PR #1326, opened 2022-01-28
Use dbEngine instances in place of constants.

benashz:
- replace the use of map for looking up dbEngine instances by name with
  a slice
- factor out dbBackend* constants to dbEngine instances.

### Community Note

Relates OR Closes #0000

```release-note

```

```

...
```

### DIFF
--- a/vault/resource_database_secret_backend_connection.go
+++ b/vault/resource_database_secret_backend_connection.go
@@ -122,7 +122,10 @@ type dbEngine struct {
 	defaultPluginName string
 }
 
-func (i *dbEngine) getPluginName(d *schema.ResourceData) (string, error) {
+// GetPluginName from the schema.ResourceData if it is configured,
+// otherwise return the default plugin name.
+// Return an error if no plugin name can be found.
+func (i *dbEngine) GetPluginName(d *schema.ResourceData) (string, error) {
 	if val, ok := d.GetOk("plugin_name"); ok {
 		return val.(string), nil
 	}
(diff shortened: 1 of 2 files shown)


vault/resource_database_secret_backend_connection.go
```diff
@@ -23,66 +24,124 @@ type connectionStringConfig struct {
...
+		dbEngineMySQLLegacy,
+		dbEngineMySQLRDS,
+		dbEnginePostgres,
+		dbEngineOracle,
+		dbEngineSnowflake,
+		dbEngineRedshift,
 	}
 )
 
 type dbEngine struct {
```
■ ■ ■ ■ ■
### [Prompt]
Of the entries above, tally the lines with "error" in them. Only the total should be given.

### [Written answer]
3